We for the first time reported evidence for the existence of a novel network, a PVS, abovethe epicardium of the rat heart. (1) We were consecutively able to visualize the PVs and the PNs above the epicardial spaces of five rats' hearts by using Cr-Hx spraying or injection. (2) Hematoxylin and eosin (H&E) and toluidine blue staining of the PVs and the PNs showed that they consisted of a basophilic matrix; specifically the PNs contained several mast cells, some of which were degranulating into pericardial space. Also, 4', 6-diamidino-2 phenylindole (DAPI) images of the PVs and the PNs showed that they contained various kinds of cells. (3) Transmission electron microscopic (TEM) longitudinal image of the PVs showed that the sinuses contained many granules with high-electron-density cores in parallel with putative endothelial cells. (4) TEM images of the PNs demonstrated that they consisted of lumen-containing cells surrounded by fibers and that they had mast cells that were degranulating toward the epicardium of the rat heart. The above data suggest that mast-cells-containing novel network exists above the epicardium of the rat heart.

1. Introduction

Mast cells have been considered as mediators for allergy reactions because they release histamine [1]. These big-sized cells were first reported as Ehrlich [2]. Histological works have shown these cells to be distributed in various tissues such as skin [3-6], and interestingly there has been an insistence that these mast cells are found at acupuncture points [7-9]. Moreover, oriental medical doctors have suggested that acupuncture effects may be mediated via these mast cells [10].

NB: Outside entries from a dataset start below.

PR #4390, opened 2026-08-06
test(e2e): repoint chat-sidebar-nav and onboarding specs at main's current surfaces

BunsDev:
`main` is red on `E2E (Playwright)` independently of any PR: run 92522807432 fails `tests/chat-sidebar-nav.spec.ts` and `tests/onboarding-wizard.spec.ts:338` on `main`'s own commits, which blocks every open PR from ever going green.

Two assertions drifted from the surfaces main now renders. Both are spec-only fixes; no source changes.

### `tests/chat-sidebar-nav.spec.ts`
`68342e3857` ("fix: align Home and Chat siderails") renamed the siderail section tab **"Code" → "Chat"** in `src/lib/nav-section.ts`. `ensureChatSurface`'s fallback still clicked `getByRole("tab", { name: "Code", exact: true })`, so it burned the full 60s timeout whenever the Home section was open — which is what happens after the `page.reload()` at line 130.

The lookup is now scoped to the `"Workspace sections"` tablist. That scoping is load-bearing: the nav row inside the section uses the word "Chat" too, so an unscoped `name: "Chat"` would be ambiguous.

### `tests/onboarding-wizard.spec.ts`
cave-3rz.3 (conjure flow) redirected `requestSummonFamiliar()` to the **Summoning Rite** — `FamiliarRiteOverlay`, `aria-label="Summoning rite"` — instead of the Summoning Circle. The wizard closed correctly (`toHaveCount(0)` passed); only the dialog name was stale.

The banner's actual promise is unchanged — its CTA opens familiar creation directly rather than dumping you on the roster — so the assertion follows the new destination rather than reverting the routing.

### Not overlapping #4388
#4388 fixes the third main-red spec (`tests/mobile/command-center-pages.spec.ts`, same duplicate-"Chat"-tab root cause) plus the harness-routing contract pins. No file overlap; the two PRs are complementary and together clear every known main-red failure.

### Verification
- Reproduced `onboarding-wizard.spec.ts:338` failing on clean `origin/main` locally, then traced it to `aria-label="Summoning rite"` in `src/components/familiar-rite.tsx:1083`.
- Reproduced `chat-sidebar-nav.spec.ts:104` timing out at helper line 47, then confirmed the rename in `git log -p src/lib/nav-section.ts`.
- `tests/chat-sidebar-nav.spec.ts` passes locally against the fix. The onboarding spec's local runs are unreliable right now (a concurrent session is running its own Playwright suite and the shared `cave home reconciliation lock` times out under it), so CI is the authority here.


BunsDev:
Folded `fix/cave-oqawv-main-red` (#4388) into this branch. The two PRs were deadlocked: this one failed `Frontend build` and `Sidecar runtime` on the breakages #4388 repairs, while #4388 failed `E2E (Playwright)` on the two specs this one repairs. Neither could ever go green alone, so neither could un-red `main`.

Both sessions independently found the `"Code"` → `"Chat"` rail-tab rename, so `tests/chat-sidebar-nav.spec.ts` conflicted. Resolved toward the tablist-scoped locator (`getByRole("tablist", { name: "Workspace sections" })`) rather than #4388's sidebar-scoped one — the nav row *inside* the section is also named "Chat", so scoping to the sidebar alone leaves the match ambiguous. #4388's fuller rationale is kept in the comment.

#4390 now carries every known main-red fix: the harness-routing contract pins, the sidecar bundle/runtime-closure changes, the mobile bottom-tab scoping, and the two specs above. Once it merges, #4388 is redundant.

PR #4391, opened 2026-08-06
Docs/cave zs85n chat sidebar attention

BunsDev:
## Summary
Reconciles the chat sidebar/attention branch with current `main` and closes replay, stream, and Markdown-fence regressions discovered in review.

## Why
Replayed Cave conversations use a stable local ID while the daemon owns a different harness ID. That split must not break event traces or title compare-and-set writes. The chat marker pipeline must also keep protocol-looking Markdown examples inert without suppressing live controls after a valid fence closes.

## Changes
- Merged current `origin/main` and restored the selected-row siderail tick contract.
- Route owned replayed conversation event requests through their persisted `harnessSessionId`; use the displayed Cave ID for title revision lookup.
- Preserve non-user Gateway abort outcomes and terminally strip incomplete attention directives from failed streams.
- Reconciled renderer-aware Markdown fence parsing across GitHub, image, attention, next-path, quick-chat, and rendered-text consumers, including empty-fence coverage.

## Verification
- `pnpm test:app`
- `pnpm test:api`
- `pnpm lint`
- `pnpm typecheck`
- `pnpm build`

## Risk
Event resolution remains authorization-first and validates the stored daemon ID before proxying. Fence handling is parser-sensitive, so the change adds coverage for list, blockquote, overlapping, and empty fence boundaries. Required GitHub checks are queued for this exact head.

PR #4401, opened 2026-08-06
fix(dev-app): resolve the dev port without ANSI colour contamination

BunsDev:
## The bug

`scripts/dev-app.sh` captured its dev port with:

```bash
dev_port="$(node -e "import('./scripts/ports.mjs').then((m) => console.log(m.resolvePort('dev', process.env)))")"
```

`console.log` renders a **Number** through `util.inspect`, which colourises it whenever `FORCE_COLOR` is set — agent harnesses and many CI runners set it routinely. So the capture returned `$'\e[33m3000\e[39m'`, not `3000`, and the escapes survived command substitution into every later use of `$dev_port`.

```
$ FORCE_COLOR=3 node -e 'console.log(3000)' | cat -v
^[[33m3000^[[39m
$ FORCE_COLOR=3 node -e 'console.log(String(3000))' | cat -v
3000
```

## Why it was misdiagnosed twice

`dev-app-origin-health.mjs` validates `--port` with `/^\d+$/`. A decorated port makes `cliArgs` return `null`, so the probe exits 1 **immediately**. The launcher then prints:

```
[dev:app] loopback origin on 127.0.0.1:<port> did not return the root document within 2s; desktop shell was not opened
```

That reads as a readiness timeout, but a `bash -x` trace shows it raised at **+0.1s**, having never waited at all — `origin_is_ready` swallows stdout and stderr, so a usage error is indistinguishable from an unready origin.

This was filed twice as a timing flake (cave-h73ee, cave-voglb). The suggested fix in both — raise the `waitFor` deadline — could not have worked, because no deadline was ever reached. It also explains the reported environment-dependence exactly: fails locally, green in CI, because CI does not set `FORCE_COLOR`.

**`pnpm dev:app` is broken the same way** in any `FORCE_COLOR` environment; the desktop shell never opens. That is the larger half of this bug — the failing test was the symptom that surfaced it.

## The fix

- Emit the port with `process.stdout.write(String(...))`. Strings are not colourised; Numbers are.
- Reject a non-numeric `$dev_port` at the point of capture, so a future decorator fails loudly instead of as a readiness timeout twenty seconds downstream.

## Verification

| | before | after |
|---|---|---|
| `node scripts/dev-app-teardown.test.mjs` | fails 3/3 | passes 3/3 |
| `pnpm typecheck` | clean | clean |
| `pnpm lint` | clean | clean |

The regression test is behavioural, not shape-based: it extracts the launcher's own one-liner from `dev-app.sh` and runs it under `FORCE_COLOR=3`, so it cannot drift from the script. Confirmed non-vacuous — restoring the old capture fails it with `actual: '\x1B[33m3000\x1B[39m\n'`.

## Scope

Every other `node` capture in `scripts/` emits a String (`process.platform`, `process.arch`, `encodeURIComponent`, `url.toString()`, `sidecar-target.mjs --sh`) and is unaffected. This was the only numeric one.

Fixes cave-h73ee. Closes cave-voglb as a duplicate.

### DIFF
--- a/scripts/dev-app.sh
+++ b/scripts/dev-app.sh
@@ -37,7 +37,22 @@ origin_is_ready() {
 }
 
 # The dedicated dev port, honouring COVEN_CAVE_PORT then PORT.
-dev_port="$(node -e "import('./scripts/ports.mjs').then((m) => console.log(m.resolvePort('dev', process.env)))")"
+#
+# Write the digits directly instead of console.log'ing the Number: console.log
+# renders a Number through util.inspect, which wraps it in ANSI colour codes
+# whenever FORCE_COLOR is set. Agent harnesses and many CI runners set it, and
+# those escapes survive command substitution — the contaminated value then
+# reaches --port, fails dev-app-origin-health's /^\d+$/ check, and the launcher
+# dies instantly while reporting a readiness timeout it never actually waited
+# for. Strings are not colourised; Numbers are.
+dev_port="$(node -e "import('./scripts/ports.mjs').then((m) => process.stdout.write(String(m.resolvePort('dev', process.env))))")"
+case "$dev_port" in
+  ''|*[!0-9]*)
+    echo "[dev:app] ERROR: resolved dev port is not numeric: $(printf '%q' "$dev_port")" >&2
+    echo "[dev:app]        Something is decorating this command's stdout (FORCE_COLOR, a shell wrapper, a Node loader)." >&2
+    exit 1
+    ;;
+esac
 if [ -n "${COVEN_CAVE_PORT:-}" ] || [ -n "${PORT:-}" ]; then
   echo "[dev:app] using overridden port ${dev_port}"
 else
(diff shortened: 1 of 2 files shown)


BunsDev:
End-to-end confirmation on the real launcher (not the unit test), same held port, `FORCE_COLOR=3`:

**Before — pristine main:**
```
[dev:app] using overridden port ^[[33m50891^[[39m
[dev:app] starting dev server on ^[[33m50891^[[39m
[dev:app] loopback origin on 127.0.0.1:^[[33m50891^[[39m did not return the root document within 180s; desktop shell was not opened
```

**After — this branch:**
```
[dev:app] using overridden port 50891
[dev:app] starting dev server on 50891
[dev:app] warning: 127.0.0.1:50891 is still listening after teardown
```

Note the third line before the fix. It claims a **180s** wait, but the whole invocation ran under a 60-second `timeout` and completed inside it — so the launcher never waited at all. That is the misleading message this PR removes, reproduced live rather than inferred.

The "still listening after teardown" warning after the fix is correct: the port is held by a foreign listener the launcher does not own.

---

CI note: this branch got **zero** `pull_request` check runs when opened (only the Copilot reviewer). Same for #4400 and #4391. `gh workflow run CI --ref <branch>` delivers them correctly and they attach to the head SHA. Tracked as cave-0udfz.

The concept of the acupuncture meridian system has had a long history that supports Chinese medicine and the clinical effects of acupuncture. However, even in modern medicine, the concept of the acupuncture meridian includes ambiguous ideas, such as nerve system mediation [11-13] or connective tissues [14-16]. A novel concept for the acupuncture meridian system was proposed by Bonghan Kim who demonstrated anatomical realities, Bonghan corpuscles (primo nodes (PNs)), and Bonghan ducts (primo vessels (PVs)), corresponding to the acupuncture meridian system [17].

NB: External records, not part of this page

PR #4408, opened 2026-08-07
docs(nav): implementation prompt for tracking every navigation level

CompleteDotTech:
## Problem

The shell's Back/Forward controls (`DesktopHistoryNav`) traverse **two** levels:

1. Workspace mode — `workspace.tsx:358`
2. Chat session id, inside Chat only — `workspace.tsx:363` + `chat-router.tsx:334`, the app's single `history.pushState`

Everything else is component-local `useState` or a `replaceState`-only hash — addressable, but creating no history entry. Chat's `Sessions / Projects / Canvas / Familiar` strip (`chat-surface.tsx:138`) is the reported case: Back from Canvas exits Chat entirely instead of stepping to Projects.

## What this PR adds

`docs/nav-history-full-tracking.md` — documentation only, no code touched. An implementation brief for tracking **every** level.

- **Model** — a `WorkspaceLocation` entry (`mode` + ordered `path` + `axes` + `overlay`), and the one change needed in `workspace-navigation-history.ts`: its `===` identity comparisons take an injected `keyOf` so the stack can hold objects. Its push/move/restore/replace algebra is already generic over `T` and is kept as-is.
- **`useSurfaceHistory` hook** — surfaces register a level; user-initiated changes push, traversal / deep-link hydration / `localStorage` restore replace, unmounting a level truncates the path below it.
- **Conversion table** — every level anchored to file:line, across Chat, Settings (section → sub-tabs → studio tabs → mobile drill-down), Board, Inbox/Rituals, Marketplace, Grimoire, GitHub, Browser, Researcher desk, Familiars view, Submissions, and the Inspector pane.
- **Overlays** — 17 modals/drawers/sheets/palette become `overlay` entries where Back closes rather than navigates, with Escape routed through `history.back()` so the paths can't desync. Onboarding, the voice-call overlay, and the confirm dialog are excluded by design.
- **Phasing, tests, acceptance criteria** — nine phases starting with a no-behaviour-change refactor; E2E plan honours the daemon-less `COVEN_CAVE_E2E=1` constraint.

## Relationship to #4407

#4407 is the read-only inventory. This supersedes it on one judgement call: that document marked filter chips and A/B toggles as deliberately untracked. Per the request, they're tracked here too.

One thing worth a look before implementing: tracking filter axes means four filter taps cost four Back presses. The brief specifies **same-axis coalescing** (consecutive same-axis changes within ~700 ms collapse to one entry, per-axis configurable, `0` to disable) so bursts don't turn Back into a per-tap undo. Deliberate, spaced-out changes still each get an entry.

## Invariants preserved

- Traversal never escapes into unrelated webview history (`workspace.tsx:360`).
- Deep links and restored state replace rather than synthesizing a phantom previous entry.
- `MODE_ALIASES` produce a `{ mode, tab }` entry directly instead of a mode entry plus a silent tab set.

### DIFF
--- a/docs/nav-history-full-tracking.md
+++ b/docs/nav-history-full-tracking.md
@@ -1,0 +1,272 @@
+# Full navigation history tracking — implementation prompt
+
+**Goal:** the shell's Back/Forward controls traverse **every** navigable level of
+the app, not just two. Back steps up exactly one level from wherever the user
+is; Forward retraces. No level is exempt.
+
+Companion to `docs/nav-history-tracking.md` (PR #4407), which is the read-only
+inventory. That document marked filter/toggle axes as deliberately untracked.
+**This document supersedes that judgement:** every axis listed below is tracked,
+including filters and A/B toggles.
+
+---
+
+## 1. Current state
+
+Two levels are tracked, and only two:
+
+| Level | Where | Mechanism |
+| --- | --- | --- |
+| Workspace mode (`CaveMode`) | `src/components/workspace.tsx` — `navigationHistoryRef` (:358) | in-memory stack, `src/lib/workspace-navigation-history.ts` |
+| Chat session id (Chat only) | `workspace.tsx` — `chatNavigationHistoryRef` (:363) + `src/components/chat-router.tsx:334` | the app's **only** `history.pushState`; `#chat-<id>` hash |
+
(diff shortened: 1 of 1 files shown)


CompleteDotTech:
Consolidating into #4407, which now carries the implementation as well as the inventory. The full-tracking conversion table from this PR moves there so the remaining phases stay documented.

In previous works on primo nodes and primo vessels, we first reported the existence of mast cells in primo nodes by using transmission electron microscopy [18]; our observations were confirmed by Kwon et al. with more detailed evidence [19]. Interestingly, some research showed that mast cells resided in the connective tissues of hearts [20]. Moreover, the mast cells inside the heart were thought to have specific functions as they contained renin and stem-cell-related factors [21, 22].

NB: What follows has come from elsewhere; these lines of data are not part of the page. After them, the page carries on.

PR #4371, opened 2026-08-05
feat(summoning): summon a familiar from a likeness — image-driven rite with a holographic card

lmvdz:
OpenCoven Beta Hackathon 2026 contribution / Team: Lars / Submission repository: https://github.com/lmvdz/coven-cave

Implements #4370 — read that issue for the design rationale; this describes the change itself.

Paste or drop an image, a local vision-capable harness reads it, and the familiar assembles as a holographic trading card while you answer three questions. Every scried value is an editable suggestion, never a silent commit.

## What lands

| | |
|---|---|
| `POST /api/scry` | Takes an image, picks the first **local** vision-capable harness from `/api/harnesses`, spawns it directly, streams stage + suggestions back over SSE. **No familiar required** — scrying needs a harness, a model and an image path, not a `familiarId`. |
| `src/lib/foil` | Deterministic halftone/SDF plate generator. Isomorphic: identical maths for the in-browser live preview and server-side print resolution. Seeded from identity only, so one seed composes identically at any resolution. |
| Summoning rite | Card left, one question right. Picking advances — no Next button. Vessel tiles, model stones sized by real context window, multi-select office sigils. Everything after the likeness is skippable. |
| Familiar card | Full-art, material-aware foil, flip to a scannable QR seal. |
| Fullscreen card | Opened from a familiar's avatar. Drag to spin, hover for foil. |
| Scaffolder | `purpose` is now its own scried field; the portrait description no longer lands in the "My purpose is to …" slot. |

The existing Summoning Circle is **untouched and still reachable** — it binds SSH, OpenClaw and Hermes-profile vessels that the rite does not, so the rite offers an explicit "summon by hand" escape rather than stranding those users.

## Safety properties, each with a test

- **Generated content cannot forge a contract file.** Scried values are sanitised before reaching `SOUL.md`/`IDENTITY.md`; values shaped like headings, ward sections, TOML assignments or fenced blocks are rejected whole. `evaluateFamiliarContract` still scores zero violations *and* zero warnings, proven by the existing test running the real validator against generated and hostile input.
  - This also closed a **pre-existing** hole: `role` and `description` were already interpolated raw, so a description containing `\n## I am Root` forged a second declared name. Found because a hostile fixture went through the real create route rather than the scaffolder alone.
[...]

PR #4359, opened 2026-08-05
fix(onboarding): allow cold managed npm startup on Windows

BunsDev:
## Summary
- keep the lightweight managed `node --version` probe capped at 1.5 seconds
- allow `npm-cli.js --version` 10 seconds for Windows cold startup
- add injected-runner regression coverage for the distinct timeout budgets
- document the scoped design and implementation plan

## Validation
- `node --require ./scripts/css-source-contract-hook.cjs --experimental-strip-types src/app/api/onboarding/install/route.test.ts`
- `node --require ./scripts/css-source-contract-hook.cjs --experimental-strip-types src/lib/server/managed-node-toolchain.test.ts` (8/8)
- code review: no significant issues

## Existing main blockers
- `pnpm test:api` reaches the pre-existing `scripts/worktree-guard.test.mjs` failure, reproduced unchanged on clean `main`
- `pnpm typecheck` reaches pre-existing conflict markers in `src/components/sidebar-minimal.tsx` (PR #4358) and the existing `src/components/canvas-editor.test.ts` syntax error; neither file differs in this branch

Closes #4355

PR #4413, opened 2026-08-08
fix(windows): stop console windows popping up over the app (cave-7jb)

CompleteDotTech:
## The bug

On Windows, running research in the Research Desk pops black terminal windows
over the app — one per familiar step, so seven per mission iteration.

## Cause

The Tauri shell starts the Node sidecar with `CREATE_NO_WINDOW`
(`src-tauri/src/sidecar_startup.rs:415`), so the server process running our
route handlers has **no console attached**. Under Win32, `CreateProcess` on a
console-subsystem child from a console-less parent *allocates a new console* — a
real, visible conhost window — unless the child is given `CREATE_NO_WINDOW` too.
Node spells that flag `windowsHide: true`.

The harness spawn every research familiar step goes through
(`src/app/api/chat/send/route.ts`) built its options with `cwd`, `env` and
`shell: false`, but no `windowsHide`. Most other spawn sites were the same.

It reads as an omission rather than a decision, because the sites right next to
it already get it right — `chat-send-capabilities.ts:153` (taskkill),
`grok-compatibility.ts`, `claude-models.ts`, `daemon-start.ts`, and the
`coven-bin.ts` toolchain probes all pass it.

## The fix

`windowsHide: true` on every `child_process` call under `src/` — 70 sites across
45 files. It is a no-op off Windows, so there is no platform branch to get
wrong.

Three call sites forward an options object they do not own
(`NpmPrefixExecFile`, `execLatestVersion`, `SpawnProcess`). Their signatures now
*require* `windowsHide: true`, so the obligation moves to the caller and the
compiler checks it.

Two spawns had no options argument at all — including
`execFileAsync("powershell.exe", …)` in `process-intent-lock.ts`, which opened a
PowerShell window.

## The ratchet

`src/lib/child-spawn-window.test.ts` fails the build on any new call site that
omits the flag. It parses every `node:child_process` importer under `src/`,
blanks comments and string bodies so prose can't match, and resolves one level
of indirection for options passed by name or spread. Waivers are an explicit
three-entry list, each with a reason, and the test fails if a waiver stops being
needed.

This mirrors `src-tauri/release-runtime.test.mjs`, which already pins
`creation_flags(0x08000000)` on the Rust sidecar launcher.

Verified it catches a regression: deleting the flag from `chat-work-branch.ts`
fails the test with that exact file and line.

**What it does not cover**, called out in the test header: a child launched via
`shell: true` or a `.cmd`/`.bat` shim run by `cmd.exe`. That window belongs to
the shell, not the child. `covenLaunchCommandForBinary()` already resolves npm
shims to a direct executable, so the harness path is covered.

## Test note

One existing source-shape assertion in `api/harnesses/route.test.ts` pinned
`{ env,` as the *literal start* of the options object. It now matches `env`
wherever it sits, which is what it meant to assert.

## Verification

- `pnpm typecheck` — clean
- `pnpm lint` — clean
- New guard test passes; confirmed it fails when the flag is removed
- Sibling tests for all 45 changed modules, plus every source-shape test that
  reads a changed module, run individually

Six of those failed **identically on `origin/main`** with the change stashed —
all pre-existing Windows-environment failures (symlink creation, `chmod`,
looking for a PATH entry literally named `git` rather than `git.exe`, a fixture
directory with a trailing space). Only `api/harnesses/route.test.ts` was a real
regression from this change, and it is fixed here. CI on Linux is the real
signal for those six.

### DIFF
--- a/CHANGELOG.md
+++ b/CHANGELOG.md
@@ -7,6 +7,13 @@ breaking config changes; patch releases stay additive.
 
 ## [Unreleased]
 
+### Fixed
+
+- Windows: console windows no longer pop up over the app when Cave runs a CLI.
+  Every child process now launches with `windowsHide: true`. Most visible in the
+  Research Desk, where a single mission iteration opened one window per familiar
+  step (cave-7jb).
+
 ## [0.2.4] - 2026-08-06
 
 > A tabbed sidebar, the Coding Room rebuilt as a three-zone workbench, image
--- a/scripts/run-tests.mjs
+++ b/scripts/run-tests.mjs
@@ -124,6 +124,7 @@ export const SUITES = {
     "src/lib/model-control-capabilities.test.ts",
     "src/lib/chat-transcript-groups.test.ts",
     "src/components/chat-view-chunk-coalescing.test.ts",
+    "src/lib/child-spawn-window.test.ts",
     "src/lib/chunk-coalescer.test.ts",
     "src/components/chat-view-scroll-pin.test.ts",
     "src/components/home/use-home-model-state.test.ts",
--- a/src/app/api/beads/prs/route.ts
+++ b/src/app/api/beads/prs/route.ts
@@ -35,6 +35,7 @@ const MERGED_PR_LIMIT = "30";
 
 async function ghPrList(repoRoot: string, args: string[]): Promise<unknown> {
   const { stdout } = await execFileAsync("gh", args, {
+    windowsHide: true,
     cwd: repoRoot, // cwd's repo → gh targets the right OWNER/REPO without hardcoding
     env: { ...caveToolSpawnEnv(), GH_PROMPT_DISABLED: "1" },
     timeout: GH_TIMEOUT_MS,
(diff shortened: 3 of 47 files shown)


BunsDev:
Heads up on the bead reference: `cave-7jb` did not exist in the Beads graph — the branch name and title cited an id that nothing resolved to. Same for three other recent PRs (`cave-0rw` on #4411, `cave-3rz` on #4371, `cave-xys` on #4359).

The cause looks mechanical rather than anyone's mistake: nothing had been pushed to `refs/dolt/data` since 2026-08-06 05:27, so the shared graph was ~80 Dolt commits behind and anyone reading it was working from a stale copy. That is now pushed.

`cave-7jb` has been created with that exact id, so this PR's branch and title resolve as intended. It carries the diagnosis from this description — the sidecar starting under `CREATE_NO_WINDOW` with no console attached, so `CreateProcess` on a console-subsystem child allocates a visible conhost unless the child also gets the flag — and records the fix as `windowsHide: true` across the 70 `child_process` sites, plus the three signatures tightened so a forwarded options object cannot drop it.

It is `in_progress` and should be closed when this merges.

Here, we for the first time report our findings on a novel network system above the rat heart by using chromium-hematoxylin staining. We also use light and electron microscope images to demonstrate that this system of primo vessels and primo nodes contains mast cells. In the discussion, we shall share recent findings on mast cells in the heart and in the acupuncture meridian system.

2. Material and Method

2.1. Laboratory Animal Preparation

Male Wistar rats aged 5~6 weeks (n = 7; Samtako Bio Korea, Bio Korea, Gyunggi-Do, Korea) were housed in a room that was temperature controlled at 24~25°C and light controlled with a 12/12-hour light/dark cycle and were provided water and commercial rat chow ad libitum. The rats were acclimatized for 1 week before the experiment. These experiments were carried out in accordance with the guidelines (KAIST approval number: KA2011-13) of the Laboratory Animal Care Advisory Committee of the Korea Advanced Institute of Science and Technology (KAIST). The rats were anesthetized by using an intramuscular injection of a combination of ketamine (45 mg/kg) and lompun (5 mg/kg) into the right hind femoral limb.

2.2. Preparation of Chromium-Hematoxylin Solution (Cr-Hx)

Fifty ml of hematoxylin (1%) and 50 ml of chromium potassium sulfate (3%) were mixed to make 100 ml of a Cr-Hx solution to which 0.1 g of potassium iodate had been added. The solution was boiled until it became a deep blue. The deep-blue solution was filtered with a 0.45 μm pore size membrane filter before use. For the visualizing experiment, we diluted Cr-Hx by a factor of 10 with phosphate buffered saline (PBS, pH 7.4).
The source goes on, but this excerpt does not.